# J.C. Higgins aluminum beer cooler



## tailhole (May 23, 2012)

Ever seen one of these? This one even has a bottle opener on it. Dug it out a camping trip last weekend.


----------



## Uniblab (May 23, 2012)

Sears used the J.C. Higgins moniker on all sorts of things.


----------



## Boris (May 23, 2012)

Looks like improper use of a BEER COOLER to me! Where's the beer?


----------



## MagicRat (May 23, 2012)

Hey Dave I was just thinking the exact same thing when I saw tails pics.

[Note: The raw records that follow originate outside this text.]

PR #1172, opened 2024-02-26
feat: get diff from git instead of GitHub

jacobkwan:
## Problem
This PR is part of a wider effort to reduce dependency on GitHub for functionality that GGS/EFS is capable of handling.
Specifically, this PR allows for getting diffs via EFS instead of GitHub.

## Solution
Main changes are made in `ReviewRequestService.compareDiff`, also tried to refactor the existing code for clarity

Highlighting some of the important helper methods added to `GitFileSystemService`:
1. `getFilesChanged`: returns list of filenames representing files that have been changed between staging and master
2. `getLatestCommitOfPath`: getting latest commit on staging for a certain full file path (should work for deleted files as well, unlike current buggy response from GitHub API)
3. `fastForwardMaster`: self-explanatory; called during the merge review request flow since we need to keep local master up to date, now that we are getting diff from EFS

Not sure if I have to update the repair form to handle master branch now too(?) @kishore03109 

## Doubts
Feel free to comment on anything; I have some specific things that I wanted to get feedback on
1. if I'm writing tests wrongly
2. if I'm writing non-idiomatic `neverthrow` code
3. if I missed anything regarding possible ways that master can diverge/failure modes/edge cases

**Breaking Changes**
I believe this PR should be backward compatible.
Since our repos on EFS are not currently set up with `master`, `getGitDiff` also handles creation of the local tracking branch if it doesn't exist yet.

  - Details ...

## Deploy Notes
- [x] Add monitors for errors during `compareDiffLocal` and `fastForwardMaster`
https://ogp.datadoghq.com/monitors/140997853?view=spans
https://ogp.datadoghq.com/monitors/140998024?view=spans

## Testing
Tested in staging
- [ ] Toggle feature flag `is_local_diff_enabled` for account being tested
- [ ] Create a page
- [ ] Edit a page
- [ ] Delete a page
- [ ] Move a page
- [ ] Try to create an RR and check that the diff shown is correct for all files (this tests that /compare works)
- [ ] After creating the RR, navigate to the RR page and check that the diff shown is correct (this tests that /listFullReviewRequest works)
- [ ] Approve and publish the RR
- [ ] Check that diff is empty now (tests that master has been fastforwarded)
- [ ] Finally, last sanity check that the diff still works after making another edit


src/services/review/ReviewRequestService.ts
```diff
@@ -840,6 +836,7 @@ export default class ReviewRequestService {
     )
 
     await this.apiService.mergePullRequest(repoNameInGithub, pullRequestNumber)
+    await this.apiService.mergeStagingToMaster(repoNameInGithub)
```
dcshzj, line 839: question(blocking): correct me if I'm wrong here, but would this create two separate merge commits, one on GitHub and one locally, resulting in divergent master branches?

src/services/db/GitFileSystemService.ts
```diff
@@ -306,6 +307,92 @@ export default class GitFileSystemService {
     )
   }
 
+  /**
+   * Wrapper over `git diff --name-only` that also creates a local tracking branch for `base` and/or `head` if they do not exist.
+   * Note that `base` and `head` should be branch names, not commit hashes or other usually valid arguments for `git diff`.
+   */
+  getGitDiff(
```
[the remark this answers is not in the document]
jacobkwan: https://github.com/isomerpages/isomercms-backend/pull/1172/commits/11ad1275a4f0b4e8feb9624d2524596a94e716a6

src/services/db/GitFileSystemService.ts
```diff
@@ -306,6 +307,92 @@ export default class GitFileSystemService {
...
+  ): ResultAsync<string[], GitFileSystemError> {
+    if (base === head) {
+      return okAsync([])
+    }
+    return this.createLocalTrackingBranchIfNotExists(repoName, base)
+      .andThen(() => this.createLocalTrackingBranchIfNotExists(repoName, head))
+      .andThen(() => this._getGitDiff(repoName, base, head))
+  }
+
+  private _getGitDiff(
```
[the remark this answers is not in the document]
jacobkwan: https://github.com/isomerpages/isomercms-backend/pull/1172/commits/11ad1275a4f0b4e8feb9624d2524596a94e716a6

src/services/review/ReviewRequestService.ts
```diff
@@ -128,96 +129,111 @@ export default class ReviewRequestService {
...
+        ).map((author) => {
+          const lastChangedTime = new Date(latestLog.date).getTime()
           return {
-            ...item,
-            lastEditedBy: mappings[hash]?.author || "Unknown user",
-            lastEditedTime: mappings[hash]?.unixTime || 0,
+            lastEditedBy: author?.email || latestLog.author_email,
+            lastEditedTime: lastChangedTime,
           }
         })
```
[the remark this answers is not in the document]
jacobkwan: https://github.com/isomerpages/isomercms-backend/pull/1172/commits/7d84489dc11cbc11f4c219dec141748578d9d5ef

src/services/review/ReviewRequestService.ts
jacobkwan: yea actually you're right, changed it to pull from master instead, can remove pull request from the whole flow in a separate PR

https://github.com/isomerpages/isomercms-backend/pull/1172/commits/33e665e414587f170036520bd69ac4c0bb619087

src/services/db/GitFileSystemService.ts
```diff
@@ -1686,4 +1816,56 @@ export default class GitFileSystemService {
...
+  createLocalTrackingBranchIfNotExists(repoName: string, branchName: string) {
+    return this.doesLocalBranchExist(repoName, branchName).andThen((exists) => {
+      if (exists) {
+        return okAsync(true)
+      }
+      const efsVolPath = this.getEfsVolPathFromBranch(branchName)
+      return ResultAsync.fromPromise(
+        this.git
+          .cwd({ path: `${efsVolPath}/${repoName}`, root: false })
+          .branch(["--track", branchName, `origin/${branchName}`]),
```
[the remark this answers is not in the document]
jacobkwan: I don't think `git branch --track master origin/master` will do any checking out so this is safe; tested it myself also to be sure

src/services/db/GitFileSystemService.ts
```diff
@@ -306,6 +307,92 @@ export default class GitFileSystemService {
     )
   }
 
+  /**
+   * Wrapper over `git diff --name-only` that also creates a local tracking branch for `base` and/or `head` if they do not exist.
+   * Note that `base` and `head` should be branch names, not commit hashes or other usually valid arguments for `git diff`.
```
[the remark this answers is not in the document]
jacobkwan: oh its just because I do the defensive branch creation inside this method for convenience

src/services/db/GitFileSystemService.ts
```diff
@@ -706,6 +793,49 @@ export default class GitFileSystemService {
...
+        )
+      }
+
+      return (
+        this.ensureCorrectBranch(repoName, "master")
+          .andThen(() =>
+            ResultAsync.fromPromise(
+              this.git
+                .cwd({ path: `${efsVolPath}/${repoName}`, root: false })
+                .merge(["staging", "--no-ff"]), // ensure there is a merge commit
```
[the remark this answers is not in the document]
jacobkwan: no longer using git merge

src/services/db/GitFileSystemService.ts
```diff
@@ -706,6 +793,49 @@ export default class GitFileSystemService {
...
+              (error) => {
+                logger.error(
+                  `Error when merging staging to master for ${repoName}: ${error}`
+                )
```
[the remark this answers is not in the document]
jacobkwan: now that I've changed to pull master, should we have an alarm on `gitFileSystemService.pull` ?
or whats the correct way to monitor this

jacobkwan:
question regarding the implementation of `GitFileSystemService.pull`:
https://github.com/isomerpages/isomercms-backend/blob/d996b4bda16950e047f080f2a939edab80cd2955/src/services/db/GitFileSystemService.ts#L500-L532

not sure why we can ignore those specific error messages? for this feature should I move the `logger.error` to the top so all errors are logged? or is there a better way for monitoring

src/services/db/GitFileSystemService.ts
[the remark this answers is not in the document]
dcshzj: Ah okay, thanks for clarifying! I initially thought that it would switch to the master branch but looks like it doesn't

src/services/db/GitFileSystemService.ts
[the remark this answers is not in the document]
dcshzj: Yeah I think an alarm to monitor for any errors that happen during the pull operation would be good.

dcshzj:
> not sure why we can ignore those specific error messages? for this feature should I move the `logger.error` to the top so all errors are logged? or is there a better way for monitoring

I think this is quite a while back when we were doing a pull operation on every update operation (because it was planned to  have GGS support read operations only). At that time I think we could ignore these errors because multiple pulls were happening concurrently, so some of these pulls would throw an error but the overall operation is successful (since only 1 pull needed to be successful).

This may not be so relevant now (and we only pull when doing GGS repair), so it is worth checking again if these error messages can still be safely ignored.

The `neverthrow` library forces you to handle the error cases, so just make sure to log when there are such errors and create the relevant monitors for these error logs.

jacobkwan:
> > not sure why we can ignore those specific error messages? for this feature should I move the `logger.error` to the top so all errors are logged? or is there a better way for monitoring
> 
> I think this is quite a while back when we were doing a pull operation on every update operation (because it was planned to have GGS support read operations only). At that time I think we could ignore these errors because multiple pulls were happening concurrently, so some of these pulls would throw an error but the overall operation is successful (since only 1 pull needed to be successful).
> 
> This may not be so relevant now (and we only pull when doing GGS repair), so it is worth checking again if these error messages can still be safely ignored.
> 
> The `neverthrow` library forces you to handle the error cases, so just make sure to log when there are such errors and create the relevant monitors for these error logs.

got it, I went to read about those error messages, I think we will want to be alerted if those happen during git pull especially now that its part of the critical path

src/fixtures/review.ts
```diff
@@ -20,6 +20,10 @@ import {
   MOCK_GITHUB_COMMIT_AUTHOR_TWO,
```
harishv7, line 20: What are the failure modes for this feature? Are we considering feature-flags?

You mentioned this is backward-compatible? So if we have a flag to enable this and disable the flag, the site shouldn't be affected right?

src/services/db/GitFileSystemService.ts
```diff
@@ -337,6 +338,86 @@ export default class GitFileSystemService {
     )
   }
 
+  /**
+   * Wrapper over `git diff --name-only` that also creates a local tracking branch for `base` and/or `head` if they do not exist.
```
harishv7, line 342: local tracking branch means? if for example, master does not exist, it creates a branch called master?

btw base/head are symbolic references than branch names right

src/services/db/GitFileSystemService.ts
```diff
@@ -337,6 +338,86 @@ export default class GitFileSystemService {
...
+    repoName: string,
+    base = "master",
+    head = "staging"
+  ): ResultAsync<string[], GitFileSystemError> {
+    if (base === head) {
+      return okAsync([])
+    }
+    return this.createLocalTrackingBranchIfNotExists(repoName, base)
+      .andThen(() => this.createLocalTrackingBranchIfNotExists(repoName, head))
+      .andThen(() => {
```
harishv7, line 355: do we need an orElse here?

src/services/db/GitFileSystemService.ts
```diff
@@ -337,6 +338,86 @@ export default class GitFileSystemService {
...
+              )
+            }
+
+            return new GitFileSystemError("An unknown error occurred")
+          }
+        ).map((files) =>
+          files
+            .trim()
+            .split("\n")
+            .filter((file) => file !== "")
```
harishv7, line 378: some of the files maybe `.keep`?

src/services/db/GitFileSystemService.ts
```diff
@@ -337,6 +338,86 @@ export default class GitFileSystemService {
...
+        )
+      })
+  }
+
+  /**
+   * Get latest commit for a file path on a branch (including deleted files)
+   */
+  getLatestCommitOfPath(
+    repoName: string,
+    path: string,
```
harishv7, line 388: where is the path coming from? Is any part of this coming from a user input?

for e.g. if the path was "../../../<some other repo>/<path>" it should not be giving other repo's info

src/services/db/GitFileSystemService.ts
```diff
@@ -337,6 +338,86 @@ export default class GitFileSystemService {
...
+    branch = "staging"
+  ): ResultAsync<DefaultLogFields & ListLogLine, GitFileSystemError> {
+    const efsVolPath = this.getEfsVolPathFromBranch(branch)
+    return ResultAsync.fromPromise(
+      this.git
+        .cwd({ path: `${efsVolPath}/${repoName}`, root: false })
+        .log(["-1", branch, "--", path]), // adding -- allows us to get logs even for deleted files
```
harishv7, line 395: what's -1?

src/services/db/GitFileSystemService.ts
```diff
@@ -737,6 +792,49 @@ export default class GitFileSystemService {
...
+        )
+      }
+
+      return (
+        this.ensureCorrectBranch(repoName, "master")
+          .andThen(() =>
+            ResultAsync.fromPromise(
+              this.git
+                .cwd({ path: `${efsVolPath}/${repoName}`, root: false })
+                .merge(["staging", "--no-ff"]), // ensure there is a merge commit
```
harishv7, line 814: could you add comments on what -no-ff is doing?

src/services/db/GitFileSystemService.ts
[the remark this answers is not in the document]
harishv7: yea let's setup sufficient monitoring for the possible failure modes here - currently we are using a string search, so can follow the same on DD monitors

src/services/db/GitFileSystemService.ts
```diff
@@ -1724,6 +1822,33 @@ export default class GitFileSystemService {
     })
   }
 
+  /**
+   * Does not create a new branch if it already exists
```
harishv7, line 1826: should the comment be "creates a new branch iff it doesn't exist"

src/services/review/ReviewRequestService.ts
```diff
@@ -134,96 +114,108 @@ export default class ReviewRequestService {
...
+        return ResultAsync.fromPromise(
+          this.users.findByPk(userId),
+          () => new DatabaseError()
+        ).map((author) => ({
+          lastEditedBy: author?.email || latestLog.author_email,
+          lastEditedTime: new Date(latestLog.date).getTime(),
+        }))
+      })
+      .orElse(() =>
+        ok({
```
harishv7, line 173: is this expected ?

harishv7: should we log a warn msg here?

src/services/db/GitFileSystemService.ts
```diff
@@ -1724,6 +1822,33 @@ export default class GitFileSystemService {
...
+   */
+  createLocalTrackingBranchIfNotExists(repoName: string, branchName: string) {
```
harishv7, line 1828: can we add return types for the various functions? can see the other funcs for example

e.g. `: ResultAsync<string, GitFileSystemError | GitFileSystemNeedsRollbackError>`

src/services/db/GitFileSystemService.ts
jacobkwan: I don't think so, this error isn't recoverable (in the context of /compare)

src/services/db/GitFileSystemService.ts
jacobkwan: it returns only the latest commit
`https://git-scm.com/docs/git-log#Documentation/git-log.txt--ltnumbergt`

technically not necessary since I'm only returning `logs.latest` below which is functionally the same, but just thought it's clearer

src/services/review/ReviewRequestService.ts
jacobkwan: yea this actually follows current behaviour, but yes can definitely add logs here

src/fixtures/review.ts
jacobkwan: hmm, I didn't consider feature flagging it
however, if we were to have a feature flag that is on, and then toggle it off, wouldn't there be divergence between `origin/master` and `master` if user's merge any RRs after that?

or are you suggesting to only feature flag the /compare
but not the `git pull` from `origin/master` during RR merge, so that master is always in sync?

src/services/db/GitFileSystemService.ts
jacobkwan: hmm, I wanted to keep this method as generic as possible and let the caller handle specific edge cases like .keep. The `.keep` files are indeed filtered out in `ReviewRequestService.compareDiff` by checking for the `type !== "placeholder" (`type` is populated when constructing the `EditedItemInfo` for each file)

This was also the existing behaviour previously

src/services/db/GitFileSystemService.ts
jacobkwan: if you're referring to user input via an endpoint then no it is not
the filenames from `getFilesChanged` are passed into this method
so it is not possible to receive a malicious path here
furthermore the git log is only done in their repo as seen by `git.cwd({path: efsvolPath.....`

src/services/db/GitFileSystemService.ts
jacobkwan: yes this is a certified derp moment

kishore03109 (changes requested):
Hey Jacob! Congrats on your first big pr! (I think HAHAH) 
I love that you are quite clear getting feedback on your code style.

That being said, I do have strong concerns against the implementation of this PR.

1. Simple Git Commands are async in nature. This makes checking out to master branch scary. 
Consider this flow:
1. user A merges a pr for the first time.
2. user B makes a change at the exact time.

i am not sure of when exactly we checkout master, my assumption here is that this is only done when there is a merge of a pr.

in the worse case, the git commands executed would be
```
git checkout master 
<some files changed by user B>
git push (while still in master branch!) 
 ```
have we thought about this edge case? 



I am still a bit confused on how does this play with closing of GitHub prs? Techincally a merge locally + push to master = a pr merge. If we merge locally and then attempt to merge the pr upstream in GitHub we might get inconsistent states. I dont quite understand the need for `GitFileSystemService.mergeStagingToMaster`

Feedback regarding PR desc:
Understand that you mentioned that you have tested in staging, but this would be clearer with screenshots + explain which control flows were actually tested in staging!

File: src/services/db/GitFileSystemService.ts (hunk 7 above)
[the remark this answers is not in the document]
Comment (jacobkwan) [reply src/services/db/GitFileSystemService.ts]: my bad, I meant that this method isn't being used anymore as I am pulling from origin/master instead of merging in staging locally

just to avoid confusion, I've removed this function from the PR
[27d6435](https://github.com/isomerpages/isomercms-backend/pull/1172/commits/27d643548cec3739e018faa88a04e97a76e6e23a)

File: src/services/db/GitFileSystemService.ts (hunk 15 above)
Comment (jacobkwan) [reply src/services/db/GitFileSystemService.ts]: added the comment, but removing this function from this PR for now as its unused and was confusing to others
[27d6435](https://github.com/isomerpages/isomercms-backend/pull/1172/commits/27d643548cec3739e018faa88a04e97a76e6e23a)

File: src/services/db/GitFileSystemService.ts (hunk 16 above)
Comment (jacobkwan) [reply src/services/db/GitFileSystemService.ts]: [99bcdd0](https://github.com/isomerpages/isomercms-backend/pull/1172/commits/99bcdd04c4f7725a1ef9a1e04efab3fbc190442a)

File: src/services/review/ReviewRequestService.ts (hunk 17 above)
Comment (jacobkwan) [reply src/services/review/ReviewRequestService.ts]: [cd07757](https://github.com/isomerpages/isomercms-backend/pull/1172/commits/cd077572994c84265dfb274d2504dedafe546f65)

File: src/services/db/GitFileSystemService.ts (hunk 18 above)
Comment (jacobkwan) [reply src/services/db/GitFileSystemService.ts]: [dc591e7](https://github.com/isomerpages/isomercms-backend/pull/1172/commits/dc591e71d2efaf59bb0735973a4c1a484aea57f0)

File: src/services/review/ReviewRequestService.ts [hunk 19]
```diff
@@ -134,96 +114,108 @@ export default class ReviewRequestService {
...
-          // This is because the sha present on the file is
-          // a checksum of the files contents.
-          // And the actual commit sha is given by the ref param
-          const hash = items[items.length - 1]
-          return {
-            ...item,
-            lastEditedBy: mappings[hash]?.author || "Unknown user",
-            lastEditedTime: mappings[hash]?.unixTime || 0,
-          }
+  extractEditMeta = (siteName: string, filename: string) =>
```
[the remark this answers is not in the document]
jacobkwan: [dc591e7](https://github.com/isomerpages/isomercms-backend/pull/1172/commits/dc591e71d2efaf59bb0735973a4c1a484aea57f0)

src/services/db/GitFileSystemService.ts
```diff
@@ -337,6 +338,86 @@ export default class GitFileSystemService {
     )
   }
 
+  /**
+   * Wrapper over `git diff --name-only` that also creates a local tracking branch for `base` and/or `head` if they do not exist.
+   * Note that `base` and `head` should be branch names, not commit hashes or other usually valid arguments for `git diff`.
+   */
+  getFilesChanged(
+    repoName: string,
+    base = "master",
```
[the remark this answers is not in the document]
jacobkwan: great point! fixed in [91bdcac](https://github.com/isomerpages/isomercms-backend/pull/1172/commits/91bdcac5c30872334176e79501b38bcbfd78254b)

src/services/db/GitFileSystemService.ts
jacobkwan: > hmm irrc we need the .keep, because in git it will not commit a folder if it is not empty folders!

not sure what you mean by this, but this method does not impact git commit activity, its only used when **reading** the files changed for the `/compare` and `/:requestId` endpoints

jacobkwan:
> Hey Jacob! Congrats on your first big pr! (I think HAHAH) I love that you are getting feedback on your code style.
> 
> That being said, I do have strong concerns against the implementation of this PR.
> 
> 1. Simple Git Commands are async in nature. This makes checking out to master branch scary.
>    Consider this flow:
> 2. user A merges a pr for the first time.
> 3. user B makes a change at the exact time.
> 
> i am not sure of when exactly we checkout master, my assumption here is that this is only done when there is a merge of a pr.
> 
> in the worse case, the git commands executed would be
> 
> ```
> git checkout master 
> <some files changed by user B>
> git push (while still in master branch!) 
> ```
> 
> have we thought about this edge case?
> 
> I am still a bit confused on how does this play with closing of GitHub prs? Techincally a merge locally + push to master = a pr merge. If we merge locally and then attempt to merge the pr upstream in GitHub we might get inconsistent states. I dont quite understand the need for `GitFileSystemService.mergeStagingToMaster`
> 
> Feedback regarding PR description: Understand that you mentioned that you have tested in staging, but this would be clearer with screenshots + explain which control flows were actually tested in staging!

we're no longer merging staging to master but going with pulling origin/master into master instead, but you still raised a good point about the possible issues with concurrent git actions.
However, looking at `GitFileSystemService.commit` it seems as that we are protected from this as we gate the commit with a call to `ensureCorrectBranch` first, which would ensure we are on staging 

Noted on the feedback, will add in some screenshots!

src/fixtures/review.ts
harishv7: I thought to feature flag for a few sites then progressively expand this to 100% rollout. On growthbook,  you can whitelist for specific sites. For starters, this will be done for test sites, then 1-2 agency sites and so on

src/services/db/GitFileSystemService.ts
harishv7: can, just add as comments for other engs

src/fixtures/review.ts
```diff
@@ -20,6 +20,10 @@ import {
...
   MOCK_GITHUB_DATE_ONE,
   MOCK_COMMIT_FILEPATH_PLACEHOLDER,
+  MOCK_COMMIT_FILENAME_ONE,
+  MOCK_COMMIT_FILEPATH_ONE,
+  MOCK_COMMIT_FILENAME_TWO,
+  MOCK_GITHUB_DATE_TWO,
 } from "./identity"
```
harishv7, line 27: The tests in your description should allow the on-call to test step by step before deployment. Sample here https://github.com/isomerpages/isomercms-backend/pull/1173

kishore03109:
> we're no longer merging staging to master but going with pulling origin/master into master instead, but you still raised a good point about the possible issues with concurrent git actions.
However, looking at GitFileSystemService.commit it seems as that we are protected from this as we gate the commit with a call to ensureCorrectBranch first, which would ensure we are on staging

hmm no it is not about check per se, but the async nature of the calls. as long each chain in the simple git command is an independent promise, we cannot guarantee that user A and user B's actions are _**isolated**_ from one another. all we know is from the individual pov of user A and user B, their promises are fulfilled in order.

what we want here is to avoid this complexity entirely. if we are not going to merge locally, we can indeed update our master branch within efs using a simple [fetch](https://stackoverflow.com/questions/3216360/merge-update-and-pull-git-branches-without-using-checkouts) rather than a checkout.

src/services/db/GitFileSystemService.ts
kishore03109: oh no i agree with you @jacobkwan, we shouldnt filter out keep

src/fixtures/review.ts
jacobkwan: good point! I've added back the old `compareDiff` and feature flagged it as `is_local_diff_enabled`
[9920250](https://github.com/isomerpages/isomercms-backend/pull/1172/commits/99202504538a0ac2fd9aeb7ee856f4f8bc8c4aa8)

https://app.growthbook.io/features/is_local_diff_enabled

src/services/db/GitFileSystemService.ts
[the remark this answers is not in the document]
jacobkwan: added monitors here!
https://ogp.datadoghq.com/monitors/140997853?view=spans
https://ogp.datadoghq.com/monitors/140998024?view=spans

src/services/db/GitFileSystemService.ts
```diff
@@ -476,12 +551,46 @@ export default class GitFileSystemService {
...
+          new GitFileSystemError(
+            `Folder "${repoName}" for EFS vol path: "${efsVolPath}" is not a valid Git repo`
+          )
+        )
+      }
+      return this.createLocalTrackingBranchIfNotExists(repoName, "master")
+        .andThen(() =>
+          ResultAsync.fromPromise(
+            this.git
+              .cwd({ path: `${efsVolPath}/${repoName}`, root: false })
```
kishore03109, line 570: lets use fs.path for this rather than constructing this by ourselves

src/routes/v2/authenticated/review.ts
```diff
@@ -125,12 +129,23 @@ export class ReviewsRouter {
...
+        ) {
+          return this.reviewRequestService.compareDiffLocal(
+            userWithSiteSessionData,
+            stagingLink
+          )
+        }
+        return this.reviewRequestService.compareDiff(
           userWithSiteSessionData,
           stagingLink
         )
```
kishore03109, line 147: hmm this logic seems like it should live in the `service` level rather than at the router level. 

could we refactor this such that this lives in `reviewRequestService` instead?

src/services/db/GitFileSystemService.ts
```diff
@@ -476,12 +551,46 @@ export default class GitFileSystemService {
       })
   }
 
+  fastForwardMaster(
+    repoName: string
+  ): ResultAsync<boolean, GitFileSystemError> {
+    const efsVolPath = this.getEfsVolPathFromBranch("master")
+    return this.isValidGitRepo(repoName, "master").andThen((isValid) => {
```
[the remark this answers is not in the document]
jacobkwan: can I refactor this in a separate PR? tbh I think it's a lot cleaner if all the methods (`isValidGitRepo`, `getFilePathStats`, `isGitInitialized` etc) just take in the correct `efsVolPath`, instead of each one taking in a `isStaging` boolean and then deciding which EFS vol path to use

meaning we just need to `getEfsVolFromBranch` once at the top, and then just pass that to all the random util methods; at the end of the day its just the efs vol that matters

src/constants/featureFlags.ts
```diff
@@ -3,4 +3,5 @@ export const FEATURE_FLAGS = {
   IS_GGS_ENABLED: "is_ggs_enabled",
   IS_SHOW_STAGING_BUILD_STATUS_ENABLED: "is_show_staging_build_status_enabled",
   IS_CLOUDMERSIVE_ENABLED: "is_cloudmersive_enabled",
+  IS_LOCAL_DIFF_ENABLED: "is_local_diff_enabled",
```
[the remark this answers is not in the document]
jacobkwan: didn't want to use `git_diff` to avoid confusion as its not exactly a `git diff` operation

src/services/db/GitFileSystemService.ts
jacobkwan: [6931527](https://github.com/isomerpages/isomercms-backend/pull/1172/commits/6931527c71f805ec5b316922a88d17ec02ab81e4)

src/routes/v2/authenticated/review.ts
jacobkwan: [00fa655](https://github.com/isomerpages/isomercms-backend/pull/1172/commits/00fa6554e11a223043fcadb139e25e1154cdaa1f)

src/constants/featureFlags.ts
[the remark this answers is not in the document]
kishore03109: wait now i am confused haha under the hood is this not `git diff`? is a nit anyways

src/services/db/GitFileSystemService.ts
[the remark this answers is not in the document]
kishore03109: sure

kishore03109 (approved):

harishv7 (approved):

BUT that Cooler is WAY COOL!


----------



## Uniblab (May 23, 2012)

Whatchoo talkin bout Willis? It HAS been used properly because there's no beer remaining. Jeez......do I gotta told you everything?


----------



## MagicRat (May 23, 2012)

I've drank every beer...

http://www.youtube.com/watch?v=jS1S3I5bCUU


----------



## bikeboy1340 (May 23, 2012)

*Where's the BEER? Cooler*

Nice vintage collectible, T-hole.


----------



## Adamtinkerer (May 25, 2012)

Sears' sporting goods line was called JC Higgins across the board. So there's JCH guns, luggage, and other whatnot. Same deal with Montgomery Ward and the Hawthorne name. As for that cooler, it needs to be turned into a trailer to pull behind a nice Colorflow!!!!


----------



## OldRider (May 25, 2012)

My brother has J. C. Higgins golf clubs.......


----------